Я кашлянул, с удивлением слыша, как моё эхо доносится из колонки радиолы, облизнул высохшие губы и негромко, но чётко выговорил:
«Скажите, Сергей Кочубеевич, а Вам не кажется, что все Ваши усилия абсолютно бесполезны, потому что просто надвигается конец света?»
La Condena
Вопреки моим ожиданиям, министр не смутился, не удивился и не отказался отвечать на такой абсурдный вопрос. Тем же будничным тоном он сказал:
«Конечно, у правительства имеются сведения об этом. Иначе, какой смысл был бы у всех приготовлений, которые сейчас ведутся? Мы…»
«Что это? Что происходит?!» — вдруг прервал его голос ведущего. «Это же…», — трансляция оборвалась, приёмник тихо зашипел и отключился.
В буфете мелко задребезжал чайный сервиз, из кухонного шкафа начали фальшиво подпевать тарелки, лампа качнулась несколько раз, как набирающие разгон детские качели, и погасла. Немногие горящие окна в доме напротив почернели, перегорела гирлянда уличных фонарей во дворе, и всё погрузилось в совершенную, непроглядную тьму. Звон посуды в шкафах достиг неприятной, истерической тональности, пол под ногами конвульсивно завибрировал, послышалось мягкое шуршание, и на голову мне что-то посыпалось.

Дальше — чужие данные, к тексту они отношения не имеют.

PR #1058, opened 2018-07-18
fix: Scrolling in share modal

y-lohse:
The share modal didn't scroll when the content got bigger, now it does!


y-lohse:
[🐛 (1) Quand il y a beaucoup de participants, le scroll dépasse de la modale](https://trello.com/c/H1JxU1E4/1047-%F0%9F%90%9B-1-quand-il-y-a-beaucoup-de-participants-le-scroll-d%C3%A9passe-de-la-modale)

PR #1066, opened 2018-07-23
Added sharing recipients to the action menu

goldoraf:
Not much to add, it's a rather straightforward change

### DIFF
--- a/src/drive/styles/actionmenu.styl
+++ b/src/drive/styles/actionmenu.styl
@@ -46,3 +46,10 @@
     background embedurl("../assets/icons/icon-rename.svg") 1rem center no-repeat
 .fil-action-share
     background embedurl("../assets/icons/icon-share-grey.svg") 1rem center no-repeat
+    position   relative
+    
+    > div
+        position absolute
+        right    1rem
+        top      .1rem
+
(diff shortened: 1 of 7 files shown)


goldoraf:
[(2) Affiche l'indicateur de partage dans le file action menu sur mobile](https://trello.com/c/0WAmzJSP/1022-2-affiche-lindicateur-de-partage-dans-le-file-action-menu-sur-mobile)

src/sharing/components/Avatar.jsx
```diff
@@ -47,15 +54,21 @@ export const AvatarPlusX = ({ extraRecipients = [] }) => (
...
 }
 
-export const AvatarLink = () => (
-  <div className={styles['recipient-avatar']}>
+export const AvatarLink = ({ size = 'medium' }) => (
+  <div
+    className={cx(styles['recipient-avatar'], {
+      [styles['recipient-avatar--small']]: size === 'small'
+    })}
+  >
```
y-lohse: I wonder if we could avoid duplicating the class declarations. I was already wondering this the other day when I was working on this but didn't get around doing anything about it.

src/drive/styles/actionmenu.styl
```diff
@@ -46,3 +46,10 @@
     background embedurl("../assets/icons/icon-rename.svg") 1rem center no-repeat
 .fil-action-share
     background embedurl("../assets/icons/icon-share-grey.svg") 1rem center no-repeat
+    position   relative
+    
+    > div
```
y-lohse: I think `div` as a selector here is a bit confusing. Wouldn't we be better off giving it a class like `action-extra` or something like that?

PR #1068, opened 2018-07-25
feat: Add sharings view

y-lohse:
The commits go a bit back and forth, so I recommend looking at the final diff and this comment. I'll squash the commits before merging.

I've added a brand new which displays the list of shared documents. This was pretty challenging because:

a. It's not a regular folder, it's more a special view like Recent except you can navigate in it and stuff
b. Other views use cozy-client-js / pouch to fetch data, but we already lots of (better) code to handle sharings.

The result is, i think, a step towards where we will go in the future  as we migrate to cozy-client… but in the meantime it's a bit hacky.

1. [I added a new Container](https://github.com/cozy/cozy-drive/pull/1068/files#diff-a25ced079db66df431ae7ec70126fd20R1). It gets the list of shared documents from the `SharingProvider` and fetches the corresponding files and folders when needed
2. [Fetched data is dispatched and reduced](https://github.com/cozy/cozy-drive/pull/1068/files#diff-dba5935292b52df2da17bc1ea6222f12R13) so that it can be integrated into the redux store and be used by our usual components (`FileExplorer` and all)
3. From there on it's pretty much business as usual for `FolderView` and the subcomponents
4. [I had to modify the `breadcrumbs`](https://github.com/cozy/cozy-drive/pull/1068/files#diff-9e06191a586128b4bca10089eec2312dR24), because for the first time we have a clickable breadcrumb that is not a regular folder.

I think it comes down to this:

All the other containers rely on a `fetchMyData` function, which is sometimes called by `FileExplorer`, and sometimes by the `Nav`. The `SharingsContainer` handles all of that itself and injects the resulting data into the store.


y-lohse:
[(5) Je peux facilement retrouver les dossiers/fichiers "Mes partages"](https://trello.com/c/qv2MRAHI/1024-5-je-peux-facilement-retrouver-les-dossiers-fichiers-mes-partages)

PR #1224, opened 2018-10-16
Websql migration corrections

y-lohse:
When we're telling PouchDB to use the `sqlite` adapter on iOS, it starts using it right away. The documents are eventually replicated, but the indexes are missing and that's why we're seeing an error.

We now check for missing indexes, and recreate them if they are missing. The good news is it fixes the problem in all cases, even people having only done a partial migration. the problem is that the app will still show an error message the first time it is loaded, and will need a view change or restart to get the new indexes. But I don't see a better way to handle the situation :/


y-lohse:
[iOS - 1.10.2 erreur fichiers - sqlite vs. idb](https://trello.com/c/26RrQxP8/1314-ios-1102-erreur-fichiers-sqlite-vs-idb)

Crash--:
@y-lohse lint issues

PR #1225, opened 2018-10-17
fix(ModalFileList): Firefox overflow bug in modal

y-lohse:
Tagging @GoOz just in case it's of interest to you: in firefox, the file list in a modal was taking up all it's height instead of being scrollable. This change fixes the problem, and I haven't seen any other consequences on desktop or mobile, in Chrome, Firefox or Safari.

### DIFF
--- a/src/drive/styles/filelist.styl
+++ b/src/drive/styles/filelist.styl
@@ -3,6 +3,7 @@
 
 .fil-content-table
     @extend $table
+    overflow auto
 
 .fil-content-head
     @extend $table-head


GoOz:
Funny, this looks pretty similar from https://trello.com/c/PxOedeMo/1316-folder-infinite-scroll-gooz?menu=filter&filter=*

The thing is `overflow: auto` doesn't fix the bug of this card but `overflow: hidden` does. Those two solutions won't work together.

I wonder why all of a sudden File list gets broken on every browser.

y-lohse:
[(8) Déplacer un fichier ou un dossier](https://trello.com/c/OSfXpP1q/847-8-d%C3%A9placer-un-fichier-ou-un-dossier)

PR #1227, opened 2018-10-18
fix(PublicLink): Translate button label

y-lohse:
The button is rendered in the cozy bar, so it still doesn't have the right context.
See https://github.com/cozy/cozy-bar/issues/144 for discussions on a long term solution.


y-lohse:
[Partage - label manquant](https://trello.com/c/nMF4CeHN/1311-partage-label-manquant)

PR #1228, opened 2018-10-18
iOS hotfix release

y-lohse:


Crash--:
@y-lohse Do we still need it?

PR #1231, opened 2018-10-19
Activate sentry on the web

y-lohse:


Crash--:
It seems I've some troubles with this PR : 

{"error":"Two different projects were specified"}
capture d ecran 2018-11-02 a 10 56 27

y-lohse:
When does this happen?

Crash--:
When an error happens locally

PR #1233, opened 2018-10-19
fix(ActionMenu): Re-align recipients on mobile

y-lohse:


y-lohse:
[(3) PARTAGE - Problème affichage dropdown](https://trello.com/c/G8O8m1fY/1194-3-partage-probl%C3%A8me-affichage-dropdown)

PR #1236, opened 2018-10-23
Move multiple files and folders

y-lohse:
Still requires a new version of cozy-ui before we can merge it, but the rest should be good to go!


src/drive/web/modules/move/MoveModal.jsx
```diff
@@ -33,52 +35,65 @@ class MoveModal extends React.Component {
...
     const { folderId } = this.state
 
-    const entry = entries[0]
-    const currentDirId = entry.dir_id
-
     try {
+      this.setState({ isMoveInProgress: true })
+      await Promise.all(
+        entries.map(entry => this.moveEntry(entry._id, folderId))
+      )
```
Crash--: Just to say something : I would have created a `moveEntries` function.

PR #1239, opened 2018-10-29
feat: Use references to track upload dir

y-lohse:
The main change [is here](https://github.com/cozy/cozy-drive/pull/1239/files#diff-f4a3d99ad5cf87a040b080caf7bb1d0eR175) — the function that gets the dir id has been overhauled and can be found [here](https://github.com/cozy/cozy-drive/pull/1239/files#diff-f4a3d99ad5cf87a040b080caf7bb1d0eR94). All the other changes are helper functions and signature changes.


y-lohse:
[(2) DOSSIER - Dossiers magiques "Backuped from my mobile" / "Backed up from my mobile"](https://trello.com/c/gn5xZ726/1063-2-dossier-dossiers-magiques-backuped-from-my-mobile-backed-up-from-my-mobile)

src/drive/mobile/modules/mediaBackup/duck/index.js
```diff
@@ -21,7 +21,10 @@ import {
   CURRENT_UPLOAD_PROGRESS
 } from './reducer'
 import { checkCorruptedFiles } from './checkCorruptedFiles'
+
 const ERROR_CODE_TOO_LARGE = 413
+const REFERENCE_PHOTOS_DIR = 'io.cozy.apps/photos'
+const REFERENCE_UPLOAD_DIR = 'io.cozy.apps/photos/mobile'
```
Crash--: We now have `doctypes.js`

src/drive/mobile/modules/mediaBackup/duck/index.js
```diff
@@ -34,9 +37,95 @@ const currentMediaUpload = (media, uploadCounter, totalUpload) => ({
...
+      sort: [{ created_at: 'desc' }]
+    }
+  )
+
+  return referencedFolders.filter(
+    folder => /^\/\.cozy_trash/.test(folder.attributes.path) === false
+  )
+}
+
+const addFolderReference = (folderId, reference) =>
```
Crash--: should be `async` and fetchJSON awaited ?

src/drive/mobile/modules/mediaBackup/duck/index.js
```diff
@@ -34,9 +37,95 @@ const currentMediaUpload = (media, uploadCounter, totalUpload) => ({
...
+
+const ensureFolderWithReferenceExists = async (path, reference) => {
+  const referencedFolders = await getFoldersWithReference(reference)
+
+  if (referencedFolders.length) {
+    return referencedFolders[0]
+  } else {
+    const dir = await cozy.client.files.createDirectoryByPath(path, false)
+    await addFolderReference(dir._id, reference)
+    return dir
```
Crash--: try / catch ?

src/drive/mobile/modules/mediaBackup/duck/index.js
```diff
@@ -34,9 +37,95 @@ const currentMediaUpload = (media, uploadCounter, totalUpload) => ({
...
+
+const ensureHasCreatedAtIndex = () =>
+  cozy.client.fetchJSON('POST', '/data/io.cozy.files/_index', {
+    index: {
+      fields: ['created_at']
+    }
+  })
+
+const getUploadDir = async () => {
+  await ensureHasCreatedAtIndex()
```
Crash--: Why do we need to check if the `created_at` index is created ?

src/drive/mobile/modules/mediaBackup/duck/index.js
```diff
@@ -34,9 +37,95 @@ const currentMediaUpload = (media, uploadCounter, totalUpload) => ({
...
+
+  const uploadedFolders = await getFoldersWithReference(REFERENCE_UPLOAD_DIR)
+
+  if (uploadedFolders.length >= 1) {
+    return uploadedFolders[0]
```
Crash--: How can we have more than one upload folder? Taking the first one is a bit arbitrary ?

src/drive/mobile/modules/mediaBackup/duck/index.js
```diff
@@ -34,9 +37,95 @@ const currentMediaUpload = (media, uploadCounter, totalUpload) => ({
...
+      data: [
+        {
+          type: reference,
+          id: reference
+        }
+      ]
+    }
+  )
+
+const ensureFolderWithReferenceExists = async (path, reference) => {
```
Crash--: `getOrCreateFolder` ?

src/drive/mobile/modules/mediaBackup/duck/index.js
```diff
@@ -34,9 +37,95 @@ const currentMediaUpload = (media, uploadCounter, totalUpload) => ({
...
+    const mediaFolderName = t('mobile.settings.media_backup.media_folder')
+    const uploadFolderName = t('mobile.settings.media_backup.backup_folder')
+    const legacyUploadFolderName = t(
+      'mobile.settings.media_backup.legacy_backup_folder'
+    )
+
+    await ensureFolderWithReferenceExists(
+      `/${mediaFolderName}`,
+      REFERENCE_PHOTOS_DIR
+    )
```
Crash--: Why this one is not in the `try` block ?

src/drive/mobile/modules/mediaBackup/duck/index.js
```diff
@@ -34,9 +37,95 @@ const currentMediaUpload = (media, uploadCounter, totalUpload) => ({
...
+
+    try {
+      const legacyFolder = await cozy.client.files.statByPath(
+        `/${mediaFolderName}/${legacyUploadFolderName}`
+      )
+      await addFolderReference(legacyFolder._id, REFERENCE_UPLOAD_DIR)
+      return legacyFolder
+    } catch (err) {
+      // the legacy folder doesn't exist, so we create the new one
+      const uploadFolder = await ensureFolderWithReferenceExists(
```
Crash--: can we check the error type before creating the folder ?

src/drive/mobile/modules/mediaBackup/duck/index.js
y-lohse: What would we do with a caught exception here? I don't think we can recover from an error here, so I feel like the best place to catch the error is in the main backup function where there [already is a try/catch block](https://github.com/y-lohse/cozy-drive/blob/magic-folders/src/drive/mobile/modules/mediaBackup/duck/index.js#L160).

src/drive/mobile/modules/mediaBackup/duck/index.js
y-lohse: Because in `getFoldersWithReference`, we sort the files by `created_at`, and if there is no index beforehand Couch can't resolve the request.

src/drive/mobile/modules/mediaBackup/duck/index.js
y-lohse: It can happen if you delete a folder that is referenced, and then restore it from the trash.
Since the results are ordered by `created_at`, the first one is the folder that we used most recently.

src/drive/mobile/modules/mediaBackup/duck/index.js
y-lohse: It is, [in the function above](https://github.com/y-lohse/cozy-drive/blob/magic-folders/src/drive/mobile/modules/mediaBackup/duck/index.js#L160) ;)

Unless you see something useful we could do here in case we can't create the `Photos` folder?

src/drive/mobile/modules/mediaBackup/duck/index.js
Crash--: Can you put that in comments ? :) This is interesting !

PR #1240, opened 2018-10-29
chore: Update matomo URL

y-lohse:
The variables are still called `piwik`, but I don't think renaming them matters.


y-lohse:
Nope, we're not shipping any.

PR #1244, opened 2018-10-31
fix: Stop synchro params

Crash--:
When switching to `False`, we `cancelMediaBackup` and force settings to be set to `false` by adding a new param to the function. 

This is because of https://github.com/cozy/cozy-drive/blob/master/src/drive/mobile/modules/mediaBackup/duck/index.js#L266


Crash--:
[(0.5j) APP synchro - backup non souhaité](https://trello.com/c/dbyD6Tk3/1317-05j-app-synchro-backup-non-souhait%C3%A9)

PR #1245, opened 2018-11-02
refacto: Use same configs as cozy-scripts. 

Crash--:
- Use same eslint config as cozy-scripts 
- Use same babel config as cozy-scripts

- update our codebase to follow our new config. Had to add some `eslint-disable-next-line` :( 
- fix one bug (now visible in the console) 

=> First step to migrate to cozy-scripts and react 

Next actions: 
 - [ ] migrate our webpack config


Crash--:
[(1) Utiliser les configs communes](https://trello.com/c/nJeC267v/1299-1-utiliser-les-configs-communes)

package.json
```diff
@@ -149,15 +123,20 @@
     "xml2js": "0.4.19"
   },
   "dependencies": {
+    "babel-loader": "^8.0.4",
```
Crash--: need to check if it's still needed

Crash--: Toujours besoin tant qu'on n'utilise pas les config webpack de cozy-scripts

package.json
```diff
@@ -149,15 +125,20 @@
...
     "cozy-client": "3.0.2",
     "cozy-client-js": "0.13.0",
     "cozy-realtime": "1.1.0",
+    "cozy-scripts": "^1.1.1",
     "cozy-ui": "14.2.0",
     "create-react-context": "0.2.2",
     "date-fns": "1.29.0",
     "diacritics": "1.3.0",
+    "eslint-config-cozy-app": "1.1.4",
+    "eslint-config-prettier": "3.1.0",
```
y-lohse: I think these should be devDependencies?

src/drive/mobile/lib/tracker.js
```diff
@@ -51,7 +51,9 @@ export const startHeartBeat = () => {
   if (trackerInstance) {
     try {
       trackerInstance.push(['enableHeartBeatTimer', mobileHeartBeatDelay])
-    } catch (err) {}
+    } catch (err) {
+      //console.log(err)
```
y-lohse: Why the commented out logs? Is it so the variable gets used?

Crash--: No empty blocks...

I added these lines for several reasons : 
- I think we should really take care of our errors and how we manage them. 
- I have to add several `disable case assignation` because I don't know really what to do with these cases and if we need to remove it or not

PR #1256, opened 2018-11-06
feat: Active moving files and folders

y-lohse:


y-lohse:
[(0.5) Publications - Drive/Photos](https://trello.com/c/Ff3vICFp/1355-05-publications-drive-photos)

PR #1470, opened 2019-02-27
fix: Show album photos

y-lohse:
I previously [removed a spreaded `props`](https://github.com/cozy/cozy-drive/pull/1466/commits/c799b9cb0c817ed9a2d3c90fcdfa6d42cc978097#diff-b99860e2348055cdd5e05388380200ddL149) — most of it is react-router stuff that is unnecessary, but the `children` prop is important as it is used to render the photo viewer / photo picker.

### DIFF
--- a/src/photos/ducks/albums/index.jsx
+++ b/src/photos/ducks/albums/index.jsx
@@ -130,7 +130,7 @@ const ConnectedAddToAlbumModal = props => (
   </Query>
 )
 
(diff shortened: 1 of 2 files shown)


y-lohse:
[Photo : promise rejection lors de la suppression d'un album](https://trello.com/c/U1I4sL1Z/1666-photo-promise-rejection-lors-de-la-suppression-dun-album)

PR #1472, opened 2019-02-28
tests: Automatic login in MobileRouter

y-lohse:
I think we could improve these tests, especially the ones that check mismatching secrets and states, by returning something testable from the function in MobileRouter. Maybe the error ?

### DIFF
--- a/src/authentication/MobileRouter.spec.jsx
+++ b/src/authentication/MobileRouter.spec.jsx
@@ -1,0 +1,257 @@
+import { MobileRouter } from './MobileRouter'
+import React from 'react'
+import { shallow } from 'enzyme'
+import { writeState, writeSecret } from './src/utils/onboarding'
+
+describe('MobileRouter', () => {
+  it('should render the appRoutes when all is well', () => {
+    const app = shallow(
+      <MobileRouter
+        appRoutes={<div />}
+        isAuthenticated={true}
+        isRevoked={false}
+        onboarding={{}}
+        onboardingInformations={{}}
+        history={{}}
+        onAuthenticated={jest.fn()}
+        onLogout={jest.fn()}
+        appIcon={''}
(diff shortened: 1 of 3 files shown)


src/authentication/MobileRouter.spec.jsx
```diff
@@ -0,0 +1,227 @@
...
+    )
+    expect(app).toMatchSnapshot()
+  })
+
+  it('should render nothing when onboarding', () => {
+    const onboardingInformations = {
+      code: '123',
+      state: 'abc',
+      cozy_url: 'http://lol.com'
+    }
```
cedricmessiant: maybe check that `doOnboardingLogin` is called with the right params here?

src/authentication/MobileRouter.spec.jsx
```diff
@@ -0,0 +1,227 @@
...
+      client = {
+        stackClient: {
+          fetchJSON: jest.fn(),
+          fetch: jest.fn()
+        }
+      }
+      state = '123'
+      code = '111222333'
+      url = 'instance.cozy.test'
+      history = jest.fn()
```
cedricmessiant: you could define all the spies in the `describe` function and just call `jest.clearAllMocks()` or `jest.resetAllMocks()` in `afterEach`?

src/authentication/MobileRouter.spec.jsx
```diff
@@ -0,0 +1,227 @@
...
+        onboarding_state: '123'
+      })
+      client.stackClient.fetch.mockResolvedValue({
+        json: async () => {
+          return {
+            error: 'test error'
+          }
+        },
+        status: 500
+      })
```
cedricmessiant: maybe also add a test to test the case where the promise is rejected?

PR #1473, opened 2019-03-01
fix: Viewer on public album

y-lohse:
Any idea for relevant tests? Shallow-rendering snapshot gives:

```
<div>
  <Main
    className="u-pt-1-half"
  >
    <Selection />
    <IconSprite />
  </Main>
</div>
```

…which is pretty useless. And I don't think deep-rendered snapshot are very useful to catch regressions.

### DIFF
--- a/src/photos/targets/public/App.jsx
+++ b/src/photos/targets/public/App.jsx
@@ -14,7 +14,7 @@ import styles from './index.styl'
 import { ALBUM_QUERY } from '../../../../src/photos/ducks/albums/index'
 import ErrorUnsharedComponent from 'photos/components/ErrorUnshared'
 
-class App extends Component {
+export class App extends Component {
   onDownload = selected => {
     const photos = selected.length !== 0 ? selected : null
     this.downloadPhotos(photos)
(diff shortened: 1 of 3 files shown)


y-lohse:
[Photos - visionneuse album photos vue publique](https://trello.com/c/u5Uyeu31/1689-photos-visionneuse-album-photos-vue-publique)

src/photos/targets/public/App.jsx
```diff
@@ -44,8 +44,17 @@ class App extends Component {
       .downloadArchive(allPhotos.map(({ _id }) => _id), album.name)
   }
 
+  renderViewer(children) {
```
Crash--: Can we add a comment to explain why and when we can have `children` ?

cedricmessiant:
About the test, I'm not sure you can do something relevant as the code stays as it is. 
Maybe a deep rendered snapshot is better than nothing though (it's our responsibility to update it carefully).

y-lohse:
Here we go, added some tests. The snapshots are still pretty big but it's not a full render either.

src/photos/targets/public/App.jsx
```diff
@@ -114,6 +126,9 @@ App.propTypes = {
   photos: PropTypes.array.isRequired,
   fetchMore: PropTypes.func.isRequired
 }
+App.contextTypes = {
+  t: PropTypes.func
```
Crash--: 👍

PR #1477, opened 2019-03-01
Use existing photos in clustering

Gara64:
If new photos impact existing clusters, we need to be able to re-compute them efficiently. 
This PR deals with files having a referenced cluster (auto-album) and the building of a Map to associate clusters with existing and new photos.

### DIFF
--- a/src/photos/ducks/clustering/albums.js
+++ b/src/photos/ducks/clustering/albums.js
@@ -2,7 +2,7 @@ import { cozyClient, log } from 'cozy-konnector-libs'
 import { DOCTYPE_ALBUMS } from 'drive/lib/doctypes'
 import { getMatchingClusters } from './matching'
 import { prepareDataset } from './utils'
-import flatten from 'lodash/flatten'
+import { flatten, union, intersection, difference } from 'lodash'
 
 // An auto album name is the date of the first photo
 const albumName = photos => {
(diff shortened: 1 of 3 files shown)


src/photos/ducks/clustering/albums.js
```diff
@@ -173,34 +180,73 @@ const photoExistsInCollection = (photos, photo) => {
...
+                const photosToClusterize = await findPhotosToReclusterize([
+                  album
+                ])
+                mergedValues = mergedValues.concat(photosToClusterize)
+              }
+            }
+            mergedValues.push(newPhoto)
+            // resort values
+            const sortedMergedValues = mergedValues.sort(
+              (a, b) => a.timestamp - b.timestamp
```
y-lohse: There are 3 different places where we re-sort the album, do we really need to do it that often?

src/photos/ducks/clustering/albums.js
```diff
@@ -2,7 +2,7 @@ import { cozyClient, log } from 'cozy-konnector-libs'
 import { DOCTYPE_ALBUMS } from 'drive/lib/doctypes'
 import { getMatchingClusters } from './matching'
 import { prepareDataset } from './utils'
-import flatten from 'lodash/flatten'
+import { flatten, union, intersection, difference } from 'lodash'
```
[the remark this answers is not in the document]
Gara64: Ah yes, thanks, I forgot it loads the whole package with this syntax.

src/photos/ducks/clustering/albums.js
Gara64: Well, there are indeed 3 cases where we sort: 
1. When we add a new photo to a sorted set of photos. [We resort the whole array](https://github.com/cozy/cozy-drive/blob/829e957643d245a8195573c0db8a425d959aff07/src/photos/ducks/clustering/albums.js#L170), as I assumed it was smart enough to not recompute the whole array (I might be wrong)
2. When we query photos referenced by albums. [We sort all the photos](https://github.com/cozy/cozy-drive/blob/829e957643d245a8195573c0db8a425d959aff07/src/photos/ducks/clustering/albums.js#L159) after querying each album separately as we cannot group it into a single sorted couchdb query.
3. When we "merge" albums. We need to [re-sort the set of photos](https://github.com/cozy/cozy-drive/blob/829e957643d245a8195573c0db8a425d959aff07/src/photos/ducks/clustering/albums.js#L224) into a single sorted set. 

The case 1. could be replaced by a function if the sort is not "smart". The case 2. should be expressed by a single query, but it is not possible from what I know (maybe in cozy-client?). The case 3. seems mandatory.

PR #1481, opened 2019-03-04
fix(OfflineFile): Upgrade fileOpener2 and remove encodeURIComponent

Crash--:
It should fix the problem with have on iOS with our offline files. 

We don't need to `encodeURIComponent` anymore. 

See https://github.com/pwlin/cordova-plugin-file-opener2/issues/14


Crash--:
[App mobile iOS - erreur si mis dispo offline](https://trello.com/c/2j5aviMm/1721-app-mobile-ios-erreur-si-mis-dispo-offline)

y-lohse:
Me neither, but let's go with that.

PR #1484, opened 2019-03-04
fix(travis): sometimes rundeck doesn't launch

CozyKourai:
This PR is for investigation : 
add echo on curl to investigate when rundeck is not running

Ещё несколько секунд потребовалось на то, чтобы извлечь из пыльного чулана где-то в закоулках памяти газетные вырезки под громким названием «Энциклопедия экстремальных ситуаций», которую публиковало когда-то одно из бесплатных московских изданий. Нужная была озаглавлена «Что делать при землетрясении». Встать в дверном проёме: там шансы выжить под завалами оптимальны, обещала статья. Зацепившись за ножку стола, я чуть не перевернул его, отшиб себе колено, повалился на пол и в темноте попытался нащупать дверь. Однако ещё пару мгновений спустя всё прекратилось: я физически ощутил, как спазм отпустил напряжённую, тужащуюся землю; лязг тарелок и стаканов стих, ожившая было мебель снова застыла. Я всё ещё не решался подняться на ноги, опасаясь, что затишье было лишь временным. И в этот момент со мной произошло нечто странное: то ли от накопившейся за последние дни страшной усталости, то ли от пережитого только что потрясения, я впал в забвение, скорее сравнимое с обмороком, чем с дремотой.
Во сне мне неожиданно снова явилась моя собака, хотя я был уверен, что после всего случившегося мне не миновать липких и удушливых видений, посланных рассерженными майянскими богами. Помню, что был несказанно рад её видеть: теперь мне было достаточно кошмаров наяву, и сон давал мне редкие мгновения душевного отдыха. Однако всё пошло вкривь и вкось: я хотел, по обыкновению, выйти с ней на улицу, прогуляться по парку и дать бедняге размять лапы, затекшие за все эти недели, в которые нам не давали свиданий, но она наотрез отказывалась следовать за мной на лестничную клетку. Как бы ласково ни уговаривал я её, как бы ни заманивал к двери, она не вставала со своего коврика на кухне, вжималась в пол и испуганно скулила, а когда я пытался поднять её силой, начинала глухо рычать и скалить зубы.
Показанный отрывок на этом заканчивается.